There is an inherent problematic in the media-fuelled protests and street demonstrations - these are characterised by depoliticised demands and fragmented mobilisations, played to create an "echo chamber" effect for the media's purposes. However, it is not as if they do not create a space for expanding popular struggle, something that progressives should be aware of and must utilise.

In 2011 and 2012, a set of protests took place across India that has resulted in confused responses from the left and right alike of the political spectrum. The best-known examples of this wave were the anti-rape protests of December 2012 and the Anna Hazare-led anti-corruption protests in 2011 and 2012, but such protests have occurred in the past and are likely to become more common. The debate revolves around those who defend these mobilisations as “spontaneous” expressions of “people’s anger” with the political system, promising a “new politics”, and those who dismiss them as being “middle class”, urban, reactionary and irrelevant. The resulting divide often crosses traditional political lines.

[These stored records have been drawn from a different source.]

PR #2756, opened 2024-07-06
Implement Jupyter kernel

Vipul-Cariappa:


.github/workflows/CI.yml
```diff
@@ -46,12 +46,12 @@ jobs:
...
         if: contains(matrix.os, 'windows')
         shell: bash -e -l {0}
-        run: conda install m2-bison=3.0.4 cmake=3.21.1
+        run: conda install m2-bison=3.0.4 cmake=3.21.1 xeus xeus-zmq
 
       - name: Install Linux / macOS Conda Packages
         if: contains(matrix.os, 'ubuntu') || contains(matrix.os, 'macos')
         shell: bash -e -l {0}
-        run: conda install bison=3.4 nodejs=18
+        run: conda install bison=3.4 nodejs=18 xeus xeus-zmq
```
certik, line 54: you can remove these

certik:
In default build, do not build the xeus kernel. So you need to hide it behind ifdefs. Look at how LFortran does it.

Then at the CI, just add a new job, as you already did, and build it there. That's done. 

The other CI jobs should work exactly as before, and since xeus is not installed, they won't be testing it.

src/bin/lpython.cpp
```diff
@@ -29,6 +29,7 @@
 #include <libasr/config.h>
 #include <libasr/string_utils.h>
 #include <libasr/lsp_interface.h>
+#include <lpython/python_kernel.h>
```
certik, line 32: You can probably just put this behind `#ifdef HAVE_LFORTRAN_XEUS` and that should do it for now. We can later refactor it differently.

certik:
It almost works. You can investigate the macOS failure. We need to update CI to use micromamba in a separate PR, which I am doing in https://github.com/lcompilers/lpython/pull/2758. Then we rebase this one.

ci/environment.yml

But neither of these positions adequately captures the nature of these protests. Commentators who criticise them as irrelevant and “middle class” ignore some of their undoubtedly significant features – their wide geographic spread; their tendency to become flashpoints for public perception and debate; and the fact that they seem to both articulate and create a new “common sense”. Those who support these movements as expressions of “people’s anger”, however, face even more difficulties. In particular, why did these “spontaneous” protests happen at this particular time? How is it that these ostensibly historic protests have so little concrete impact? Moreover, if one believes that these protests were a reflection of overall “popular anger”, one has to contend with the fact that the numbers were actually not very large (by Indian standards), and were undeniably limited in their social base.